MATERIAL PROVIDED:
==============================
Issue #72, opened 2020-11-09
Add unit tests for kmyth TPM storage key tools


bit-bender:
Unit tests must be written and integrated into the kmyth unit testing framework for the kmyth utility functions that manage and interact with TPM keys (i.e., storage root key and storage keys). More specifically, add tests for the functionality implemented in tpm2/src/tpm/storage_key_tools.c.

PR #96, opened 2020-12-16
Tests/add storage key tools tests

PircDef:
Addresses #72

### DIFF
--- a/tpm2/test/src/tpm/storage_key_tools_test.c
+++ b/tpm2/test/src/tpm/storage_key_tools_test.c
@@ -121,7 +121,7 @@ void test_check_if_srk(void)
 	create_policy_digest(sapi_ctx, pcrs_struct, &auth_policy);
 	TPM2B_PRIVATE sk_priv = {.size = 0,};
 	TPM2B_PUBLIC sk_pub = {.size = 0,};
-  TPM2_HANDLE sk_handle = 0;
+	TPM2_HANDLE sk_handle = 0;
 	create_and_load_sk(sapi_ctx, srk_handle, owner_auth, obj_auth, pcrs_struct, auth_policy, &sk_handle, &sk_priv, &sk_pub);
 	CU_ASSERT(check_if_srk(sapi_ctx, sk_handle, &is_srk) == 0);
 	CU_ASSERT(!is_srk);
--- a/tpm2/test/src/tpm/storage_key_tools_test.c
+++ b/tpm2/test/src/tpm/storage_key_tools_test.c
@@ -154,7 +154,9 @@ void test_put_srk_into_persistent_storage(void)
 	get_existing_srk_handle(sapi_ctx, &srk_handle, &next);
 	TPM2_HANDLE old_srk = srk_handle;
 	srk_handle = next;
-	//Test for failure if the key is already in storage
+	//Test for failure if we try to load at a location that is already in use
+	CU_ASSERT(put_srk_into_persistent_storage(sapi_ctx, old_srk, auth) != 0);
+	//Loading second copy of SRK at next available persistent handle should work
 	CU_ASSERT(put_srk_into_persistent_storage(sapi_ctx, srk_handle, auth) == 0);
 	TPM2B_AUTH emptyAuth = { .size = 0 };
 	TPM2B_NONCE emptyNonce = { .size = 0 };
@@ -168,7 +170,7 @@ void test_put_srk_into_persistent_storage(void)
                                                  .hmac = emptyAuth
                                               }}
                                    };
-	//Clear the loaded srk
+	//Clear all persistent storage to remove SRK and make TPM2_PERSISTENT_FIRST available
 	Tss2_Sys_Clear(sapi_ctx, TPM2_RH_PLATFORM, &cmdAuth, &cmdRsp);
 	next = 0;
 	srk_handle = 0;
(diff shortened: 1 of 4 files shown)


tpm2/test/src/tpm/storage_key_tools_test.c
```diff
@@ -0,0 +1,200 @@
...
+void test_put_srk_into_persistent_storage(void)
+{
+	TSS2_SYS_CONTEXT *sapi_ctx = NULL;
+	init_tpm2_connection(&sapi_ctx);
+	TPM2B_AUTH auth = {.size=0,};
+
+	//NULL context
+	CU_ASSERT(put_srk_into_persistent_storage(NULL, 0, auth) != 0);
+
+	//Valid test
```
bit-bender, line 150: Unless this gets run after the TPM is cleared, the SRK will most likely already be loaded and get_existing_srk_handle() will likely produce a non-zero srk_handle (e.g., 0x81000000). Thus, the CU_ASSERT() will never be run. As it will have been run successfully prior to this, however, in order to create this initial condition, it is valid to argue that this is indirectly tested. If you want to actually exercise the function and test its return value here, we could just also load the SRK into the next persistent handle (if it is already loaded, this will load the SRK at a second persistent handle). As repeated testing could fill up persistent storage, though, some cleanup may be required. Alternatively the TPM could be cleared before running the test, always loading it at the first persistent handle. Finally, the test could be left as is, using the argument that it is OK that this CU_ASSERT() does not directly test the function. Below is some code I used to play around with this:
==============================
DESCRIPTION OF THE TASK:
In the material above, find each line containing the word "emptyAuth" and copy it.

TASK RESULT:
 	TPM2B_AUTH emptyAuth = { .size = 0 };
                                                  .hmac = emptyAuth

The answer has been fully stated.